• INSTRUCTIONS FOR THE TASK: The stretch from the line with "PR #21091, opened 2022-04-01" through the line with "Thanks both of you" in the records below: write it out exactly, and nothing else.

• GIVEN DATA:
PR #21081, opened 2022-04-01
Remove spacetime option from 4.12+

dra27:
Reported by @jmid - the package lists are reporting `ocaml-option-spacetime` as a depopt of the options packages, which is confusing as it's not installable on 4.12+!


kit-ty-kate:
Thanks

...

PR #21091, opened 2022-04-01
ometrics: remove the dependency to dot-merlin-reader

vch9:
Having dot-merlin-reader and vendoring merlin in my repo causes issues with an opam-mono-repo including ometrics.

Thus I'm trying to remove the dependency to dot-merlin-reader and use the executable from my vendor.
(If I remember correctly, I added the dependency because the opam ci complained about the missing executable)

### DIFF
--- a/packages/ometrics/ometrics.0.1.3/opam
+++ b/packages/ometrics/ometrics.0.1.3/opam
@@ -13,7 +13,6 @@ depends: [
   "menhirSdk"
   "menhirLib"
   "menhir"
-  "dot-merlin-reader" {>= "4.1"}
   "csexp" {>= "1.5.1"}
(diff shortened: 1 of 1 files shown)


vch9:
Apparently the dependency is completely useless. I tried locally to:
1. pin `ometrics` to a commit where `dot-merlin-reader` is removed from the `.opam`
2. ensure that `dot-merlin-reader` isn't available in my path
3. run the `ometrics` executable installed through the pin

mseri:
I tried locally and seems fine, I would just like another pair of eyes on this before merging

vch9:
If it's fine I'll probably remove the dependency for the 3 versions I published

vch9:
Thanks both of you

• RESULT BELOW:
PR #21091, opened 2022-04-01
ometrics: remove the dependency to dot-merlin-reader

vch9:
Having dot-merlin-reader and vendoring merlin in my repo causes issues with an opam-mono-repo including ometrics.

Thus I'm trying to remove the dependency to dot-merlin-reader and use the executable from my vendor.
(If I remember correctly, I added the dependency because the opam ci complained about the missing executable)

### DIFF
--- a/packages/ometrics/ometrics.0.1.3/opam
+++ b/packages/ometrics/ometrics.0.1.3/opam
@@ -13,7 +13,6 @@ depends: [
   "menhirSdk"
   "menhirLib"
   "menhir"
-  "dot-merlin-reader" {>= "4.1"}
   "csexp" {>= "1.5.1"}
(diff shortened: 1 of 1 files shown)


vch9:
Apparently the dependency is completely useless. I tried locally to:
1. pin `ometrics` to a commit where `dot-merlin-reader` is removed from the `.opam`
2. ensure that `dot-merlin-reader` isn't available in my path
3. run the `ometrics` executable installed through the pin

mseri:
I tried locally and seems fine, I would just like another pair of eyes on this before merging

vch9:
If it's fine I'll probably remove the dependency for the 3 versions I published

vch9:
Thanks both of you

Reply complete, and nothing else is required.